The task:
Restating the records exactly is the whole task.

[Items from a dataset]
======
PR #6096, opened 2025-12-12
Keep both instructions and prompts when using subrecipes

katzdave:
Fixes https://github.com/block/goose/issues/6078

The parameter passing was working fine, but we were only keeping instructions and not prompt which just told it it was a weather specialist and didn't have the actual parameter injection about the location it should look up. 

recipe had:

```
instructions: |
  You are a weather data specialist. Gather current weather information
  including temperature, conditions, and seasonal context.
prompt: |
  Get the current weather for {{ location }}.
```

### DIFF
--- a/crates/goose/src/scheduler.rs
+++ b/crates/goose/src/scheduler.rs
@@ -749,11 +749,12 @@ async fn execute_job(
         job_def.current_session_id = Some(session.id.clone());
     }
 
-    let prompt_text = recipe
-        .prompt
-        .as_ref()
-        .or(recipe.instructions.as_ref())
-        .unwrap();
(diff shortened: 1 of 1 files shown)


jamadeo (approved):

jamadeo:
hmm @tlongwell-block has a related change #6121, maybe that is the way to go?

tlongwell-block:
> hmm @tlongwell-block has a related change #6121, maybe that is the way to go?

I think #6121 is a bit more comprehensive

alexhancock:
@tlongwell-block @katzdave I am looking to merge or close open PRs. Is this one still what we want to do or has #6121 addressed the same thing?

katzdave:
Oops no worries, agree lets go with #6121

PR #7322, opened 2026-02-18
fix(goose-acp): heap allocations

alexhancock:
`goose-acp` frequently errors out now when clients connect to it via HTTP

```
2026-02-18T14:44:06.016245Z  INFO goose_acp::transport::http: Session created acp_session_id=565b645e-dd6d-4cf9-94d4-0ceff7fd0016

thread 'tokio-runtime-worker' (7050194) has overflowed its stack
zsh: abort      cargo run -p goose-acp
```

this addresses it by `Box`ing things

### DIFF
--- a/crates/goose-acp/src/server.rs
+++ b/crates/goose-acp/src/server.rs
@@ -1193,112 +1193,125 @@ impl JrMessageHandler for GooseAcpHandler {
         "goose-acp"
     }
 
-    async fn handle_message(
+    fn handle_message(
         &mut self,
         message: MessageCx,
         cx: JrConnectionCx<AgentToClient>,
-    ) -> Result<Handled<MessageCx>, sacp::Error> {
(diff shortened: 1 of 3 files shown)


crates/goose-acp/src/server.rs
```diff
@@ -1005,103 +1005,116 @@ impl JrMessageHandler for GooseAcpHandler {
...
-                        _ => Err(sacp::Error::method_not_found()),
                     }
-                }
-            })
-            .await
-            .map(|()| Handled::Yes)
+                })
+                .await
+                .map(|()| Handled::Yes)
+        })
```
jamadeo, line 1291: The copilot explanation is convincing. That is quite a lot of .awaits, each one growing the size of the state machine. 85kb is quite a lot less than the [default 2mb](https://docs.rs/tokio/latest/tokio/runtime/struct.Builder.html#method.thread_stack_size) though.

jamadeo (approved):

PR #7304, opened 2026-02-18
feat: add Moonshot and Kimi Code declarative providers

DOsinga:
## Summary

Add declarative provider configurations for Moonshot AI (Kimi) models, combining the work from PRs #6962 and #7222.

### New Provider Files
- **moonshot.json**: General Moonshot/Kimi models
  - kimi-latest (131K context)
  - kimi-thinking-preview (131K context)
  - kimi-k2-0711 (131K context)
  - kimi-k2 (262K context)
  - moonshot-v1-8k (8K context)
  - moonshot-v1-32k (32K context)

- **kimi.json**: Coding-optimized Kimi models
  - kimi-for-coding (262K context)
  - kimi-code (262K context)

Both providers use the Moonshot API (`api.moonshot.cn`) with `MOONSHOT_API_KEY`.

## Related PRs
- Closes #6962 (feat: support for Moonshot LLMs)
- Closes #7222 (feat: add Kimi Code provider)
- #7294 (already merged - reasoning field alias support)

## Notes
The reasoning_content handling changes from #6962 and #7222 are already in main (likely from #7294 or earlier work), so this PR only adds the missing declarative provider configurations.

## Testing
- `cargo build -p goose` ✅

PR #7339, opened 2026-02-19
feat: add Cerebras provider support

Kvadratni:
## Summary
- Add Cerebras as a provider using OpenAI-compatible API
- Supports production models (llama3.1-8b, gpt-oss-120b) and preview models (qwen-3-235b-a22b-instruct-2507, zai-glm-4.7)
- Configuration: CEREBRAS_API_KEY (required), CEREBRAS_HOST (optional)

## Testing
- Verified with curl and goose CLI
- All models work correctly

### DIFF
--- a/crates/goose/src/providers/declarative/cerebras.json
+++ b/crates/goose/src/providers/declarative/cerebras.json
@@ -1,0 +1,27 @@
+{
+  "name": "cerebras",
+  "engine": "openai",
+  "display_name": "Cerebras",
+  "description": "Fast inference on Cerebras wafer-scale engines",
+  "api_key_env": "CEREBRAS_API_KEY",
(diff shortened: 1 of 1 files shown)


crates/goose/src/providers/cerebras.rs
```diff
@@ -0,0 +1,67 @@
+use super::api_client::{ApiClient, AuthMethod};
```
alexhancock: Only Q I have would be whether this could be implemented the declarative way, with a json only approach

Like https://github.com/block/goose/pull/7304

Kvadratni: oh cool. will do

katzdave (approved):

PR #7344, opened 2026-02-19
fix(ci): deflake smoke tests for Google models

michaelneale:
## Problem

The Live Provider Tests Smoke Tests have been flaking heavily on Google models (`gemini-2.5-pro` and `gemini-3-flash-preview`), causing ~75% of all Smoke Test failures across PRs. These are all flakes — re-triggered runs pass.

The root cause is the uppercase transformation prompt:

> *Use the text_editor view command to read ./input.txt, then output this file's contents in UPPERCASE*

Gemini models interpret "output in UPPERCASE" as a style instruction for their response rather than a transformation of specific file content. They read the file correctly but then hallucinate uppercase text instead:
- `HELLO. I AM A LARGE LANGUAGE MODEL. I AM GOOSE...`
- `HELLO WORLD. THIS IS A TEST. THE QUICK BROWN FOX...`
- `INPUT.TXT-ABC123` (uppercased the filename, not the content)

## Fix

Replace the uppercase transformation test with a two-file read-back test using random tokens per run (`smoke-alpha-$RANDOM`, `smoke-bravo-$RANDOM`).

This still verifies:
1. **Tool use** — `text_editor` must be called (same grep check as before)
2. **Actual file reading** — random tokens can't be guessed or hallucinated, so their presence in the output proves the model read the files

No transformation needed, just echo back. The prompt asks the model to reply with ONLY the file contents — much less ambiguous than asking for a case transformation.

### DIFF
--- a/scripts/test_providers.sh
======
Completed task:
PR #6096, opened 2025-12-12
Keep both instructions and prompts when using subrecipes

katzdave:
Fixes https://github.com/block/goose/issues/6078

The parameter passing was working fine, but we were only keeping instructions and not prompt which just told it it was a weather specialist and didn't have the actual parameter injection about the location it should look up. 

recipe had:

```
instructions: |
  You are a weather data specialist. Gather current weather information
  including temperature, conditions, and seasonal context.
prompt: |
  Get the current weather for {{ location }}.
```

### DIFF
--- a/crates/goose/src/scheduler.rs
+++ b/crates/goose/src/scheduler.rs
@@ -749,11 +749,12 @@ async fn execute_job(
         job_def.current_session_id = Some(session.id.clone());
     }
 
-    let prompt_text = recipe
-        .prompt
-        .as_ref()
-        .or(recipe.instructions.as_ref())
-        .unwrap();
(diff shortened: 1 of 1 files shown)


jamadeo (approved):

jamadeo:
hmm @tlongwell-block has a related change #6121, maybe that is the way to go?

tlongwell-block:
> hmm @tlongwell-block has a related change #6121, maybe that is the way to go?

I think #6121 is a bit more comprehensive

alexhancock:
@tlongwell-block @katzdave I am looking to merge or close open PRs. Is this one still what we want to do or has #6121 addressed the same thing?

katzdave:
Oops no worries, agree lets go with #6121

PR #7322, opened 2026-02-18
fix(goose-acp): heap allocations

alexhancock:
`goose-acp` frequently errors out now when clients connect to it via HTTP

```
2026-02-18T14:44:06.016245Z  INFO goose_acp::transport::http: Session created acp_session_id=565b645e-dd6d-4cf9-94d4-0ceff7fd0016

thread 'tokio-runtime-worker' (7050194) has overflowed its stack
zsh: abort      cargo run -p goose-acp
```

this addresses it by `Box`ing things

### DIFF
--- a/crates/goose-acp/src/server.rs
+++ b/crates/goose-acp/src/server.rs
@@ -1193,112 +1193,125 @@ impl JrMessageHandler for GooseAcpHandler {
         "goose-acp"
     }
 
-    async fn handle_message(
+    fn handle_message(
         &mut self,
         message: MessageCx,
         cx: JrConnectionCx<AgentToClient>,
-    ) -> Result<Handled<MessageCx>, sacp::Error> {
(diff shortened: 1 of 3 files shown)


crates/goose-acp/src/server.rs
```diff
@@ -1005,103 +1005,116 @@ impl JrMessageHandler for GooseAcpHandler {
...
-                        _ => Err(sacp::Error::method_not_found()),
                     }
-                }
-            })
-            .await
-            .map(|()| Handled::Yes)
+                })
+                .await
+                .map(|()| Handled::Yes)
+        })
```
jamadeo, line 1291: The copilot explanation is convincing. That is quite a lot of .awaits, each one growing the size of the state machine. 85kb is quite a lot less than the [default 2mb](https://docs.rs/tokio/latest/tokio/runtime/struct.Builder.html#method.thread_stack_size) though.

jamadeo (approved):

PR #7304, opened 2026-02-18
feat: add Moonshot and Kimi Code declarative providers

DOsinga:
## Summary

Add declarative provider configurations for Moonshot AI (Kimi) models, combining the work from PRs #6962 and #7222.

### New Provider Files
- **moonshot.json**: General Moonshot/Kimi models
  - kimi-latest (131K context)
  - kimi-thinking-preview (131K context)
  - kimi-k2-0711 (131K context)
  - kimi-k2 (262K context)
  - moonshot-v1-8k (8K context)
  - moonshot-v1-32k (32K context)

- **kimi.json**: Coding-optimized Kimi models
  - kimi-for-coding (262K context)
  - kimi-code (262K context)

Both providers use the Moonshot API (`api.moonshot.cn`) with `MOONSHOT_API_KEY`.

## Related PRs
- Closes #6962 (feat: support for Moonshot LLMs)
- Closes #7222 (feat: add Kimi Code provider)
- #7294 (already merged - reasoning field alias support)

## Notes
The reasoning_content handling changes from #6962 and #7222 are already in main (likely from #7294 or earlier work), so this PR only adds the missing declarative provider configurations.

## Testing
- `cargo build -p goose` ✅

PR #7339, opened 2026-02-19
feat: add Cerebras provider support

Kvadratni:
## Summary
- Add Cerebras as a provider using OpenAI-compatible API
- Supports production models (llama3.1-8b, gpt-oss-120b) and preview models (qwen-3-235b-a22b-instruct-2507, zai-glm-4.7)
- Configuration: CEREBRAS_API_KEY (required), CEREBRAS_HOST (optional)

## Testing
- Verified with curl and goose CLI
- All models work correctly

### DIFF
--- a/crates/goose/src/providers/declarative/cerebras.json
+++ b/crates/goose/src/providers/declarative/cerebras.json
@@ -1,0 +1,27 @@
+{
+  "name": "cerebras",
+  "engine": "openai",
+  "display_name": "Cerebras",
+  "description": "Fast inference on Cerebras wafer-scale engines",
+  "api_key_env": "CEREBRAS_API_KEY",
(diff shortened: 1 of 1 files shown)


crates/goose/src/providers/cerebras.rs
```diff
@@ -0,0 +1,67 @@
+use super::api_client::{ApiClient, AuthMethod};
```
alexhancock: Only Q I have would be whether this could be implemented the declarative way, with a json only approach

Like https://github.com/block/goose/pull/7304

Kvadratni: oh cool. will do

katzdave (approved):

PR #7344, opened 2026-02-19
fix(ci): deflake smoke tests for Google models

michaelneale:
## Problem

The Live Provider Tests Smoke Tests have been flaking heavily on Google models (`gemini-2.5-pro` and `gemini-3-flash-preview`), causing ~75% of all Smoke Test failures across PRs. These are all flakes — re-triggered runs pass.

The root cause is the uppercase transformation prompt:

> *Use the text_editor view command to read ./input.txt, then output this file's contents in UPPERCASE*

Gemini models interpret "output in UPPERCASE" as a style instruction for their response rather than a transformation of specific file content. They read the file correctly but then hallucinate uppercase text instead:
- `HELLO. I AM A LARGE LANGUAGE MODEL. I AM GOOSE...`
- `HELLO WORLD. THIS IS A TEST. THE QUICK BROWN FOX...`
- `INPUT.TXT-ABC123` (uppercased the filename, not the content)

## Fix

Replace the uppercase transformation test with a two-file read-back test using random tokens per run (`smoke-alpha-$RANDOM`, `smoke-bravo-$RANDOM`).

This still verifies:
1. **Tool use** — `text_editor` must be called (same grep check as before)
2. **Actual file reading** — random tokens can't be guessed or hallucinated, so their presence in the output proves the model read the files

No transformation needed, just echo back. The prompt asks the model to reply with ONLY the file contents — much less ambiguous than asking for a case transformation.

### DIFF
--- a/scripts/test_providers.sh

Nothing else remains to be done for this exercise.